Algorithm Description

This is a brief description of the Flye algorithm. Please refer to the manuscript for more detailed information. The draft contig extension is organized as follows:

  • K-mer counting / erroneous k-mer pre-filtering
  • Solid k-mer selection (k-mers with sufficient frequency, which are unlikely to be erroneous)
  • Contig extension. The algorithm starts from a single read and extends it with a next overlapping read (overlaps are dynamically detected using the selected solid k-mers).

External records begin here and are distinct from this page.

PR #600, opened 2019-02-14
Review keyboardRect calculation

YGuerin:

## PR Type

- Bugfix

On Android, Keyboard measurement can be negative when it's hidden

## What is the new behavior?

Keyboard measurement is limited to positive values only

## PR Checklist

## Other information

https://nventive.visualstudio.com/Umbrella/_workitems/edit/145363
https://nventive.visualstudio.com/Umbrella/_workitems/edit/145370
https://nventive.visualstudio.com/Umbrella/_workitems/edit/145379

### DIFF
--- a/src/Uno.UI/UI/ViewManagement/InputPane/InputPane.cs
+++ b/src/Uno.UI/UI/ViewManagement/InputPane/InputPane.cs
@@ -84,7 +84,11 @@ namespace Windows.UI.ViewManagement
 
 		internal void OnOccludedRectChanged()
 		{
+#if __ANDROID__
+			var args = new InputPaneVisibilityEventArgs(KeyboardRect);
+#else
 			var args = new InputPaneVisibilityEventArgs(OccludedRect);
+#endif
 
 			if (Visible)
 			{
--- a/src/Uno.UI/KeyboardRectProvider.Android.cs
+++ b/src/Uno.UI/KeyboardRectProvider.Android.cs
@@ -78,8 +78,14 @@ namespace Uno.UI
 			// [rect] displayRect	: display area = screen - (bottom: nav_bar)
 			// [rect] usableRect	: usable area = screen - (top: status_bar) - (bottom: keyboard + nav_bar)
 			var navigationRect = new Rect(0, displayRect.Bottom, realMetrics.WidthPixels, realMetrics.HeightPixels);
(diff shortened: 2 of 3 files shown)


src/Uno.UI/UI/ViewManagement/InputPane/InputPane.cs
```diff
@@ -84,7 +84,11 @@ public bool TryHide()
 
 		internal void OnOccludedRectChanged()
 		{
+#if __ANDROID__
```
MatFillion: it seems odd to me that we return KeyboardRect. For Android are we using OccludedRect at all then?

jeromelaban:
This PR needs a UI Test

src/Uno.UI/UI/ViewManagement/InputPane/InputPane.cs
agneszitte-nventive: Was thinking the same, NavigationBarRect is not needed at all for android for the inputpane ?

agneszitte-nventive: Was thinking the same, NavigationBarRect is not needed at all for android for the inputpane ?

YGuerin: I think you right. I will add some UI tests but it's probably the wrong place to fix it

agneszitte-nventive: Thanks in advance for the UI tests ;) !

XiaotianNetlift: Both the navigation bar and keyboard may be blocking the bottom area. Hence why they are both being propagated from here. OccludedRect should be used to calculate bottom offset. And, keyboard and navigation rects are used to check their visibility.

YGuerin: Indeed. As I said above, this is the wrong place to fix this bug.
I've found that NavigationRect is always equals to 48, regardless of navigation bar visibility (I've found that thanks to the UI Tests). I didn't have time to fix it this week but I hope I'll be able to do it the next one.

YGuerin:
Creating a new pull request for that one.
https://github.com/nventive/Uno/pull/674

PR #609, opened 2019-02-19
[Wasm] Fix support for GotFocus routed event

jeromelaban:
## PR Type

- Bugfix

The `UIElement.GotFocus` event receives a null `RoutedEventArgs`.

## What is the new behavior?
The `UIElement.GotFocus` event now has a proper `RoutedEventArgs` instance.

## PR Checklist

### DIFF
--- a/src/Uno.UI/UI/Xaml/UIElement.wasm.cs
+++ b/src/Uno.UI/UI/Xaml/UIElement.wasm.cs
@@ -264,6 +264,7 @@ namespace Windows.UI.Xaml
 			PointerEventExtractor, // See PayloadToPointerArgs
 			TappedEventExtractor,
 			KeyboardEventExtractor,
+			FocusEventExtractor,
 		}
 
 		private class EventRegistration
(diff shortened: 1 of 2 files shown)


src/Uno.UI/UI/Xaml/UIElement.wasm.cs
```diff
@@ -367,6 +367,8 @@ public bool Dispatch(EventArgs eventArgs, string nativeEventPayload)
 						args = _payloadConverter(nativeEventPayload);
 					}
 
+					args = args ?? new RoutedEventArgs { OriginalSource = this };
```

Note that we do not attempt to resolve repeats at this stage, thus the reconstructed contigs might contain misassemblies. Flye then aligns the reads on these draft contigs using minimap2 and calls a consensus. Afterwards, Flye performs repeat analysis as follows:

  • Repeat graph is constructed from the (possibly misassembled) contigs
  • In this graph all repeats longer than minimum overlap are collapsed
  • The algorithm resolves repeats using the read information and graph structure
  • The unbranching paths in the graph are output as contigs

If enabled, after resolving bridged repeats, Trestle module attempts to resolve simple unbridged repeats (of multiplicity 2) using the heterogeneities between repeat copies. Finally, Flye performs polishing of the resulting assembly to correct the remaining errors:

  • Alignment of all reads to the current assembly using minimap2
  • Partition the alignment into mini-alignments (bubbles)
  • Error correction of each bubble using a maximum likelihood approach

The polishing steps could be repeated, which might slightly increase quality for some datasets.